What is required: Every entry below needs to be copied exactly.
[Data for the task Boundary: Start]
PR #4304, opened 2019-03-22
don’t always have sequences and some aren’t valid

gestchild:
Work type v, i.e. E-books can include multi volume works, which is causing errors on the work and item pages because the iiif manifest doesn't have any sequences, but links to other manifests.

There are also works which have sequences for non iiif content, such as PDFs

We need to work out what to do with these but in the meantime, this prevents the work page from breaking and suppresses the link to the viewer under those circumstances.

### DIFF
--- a/common/views/components/IIIFPresentationPreview/IIIFPresentationPreview.js
+++ b/common/views/components/IIIFPresentationPreview/IIIFPresentationPreview.js
@@ -126,9 +126,13 @@ const CallToAction = styled.div`
 `;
[Data for the task Boundary: End]
Output below:
PR #4304, opened 2019-03-22
don’t always have sequences and some aren’t valid

gestchild:
Work type v, i.e. E-books can include multi volume works, which is causing errors on the work and item pages because the iiif manifest doesn't have any sequences, but links to other manifests.

There are also works which have sequences for non iiif content, such as PDFs

We need to work out what to do with these but in the meantime, this prevents the work page from breaking and suppresses the link to the viewer under those circumstances.

### DIFF
--- a/common/views/components/IIIFPresentationPreview/IIIFPresentationPreview.js
+++ b/common/views/components/IIIFPresentationPreview/IIIFPresentationPreview.js
@@ -126,9 +126,13 @@ const CallToAction = styled.div`
 `;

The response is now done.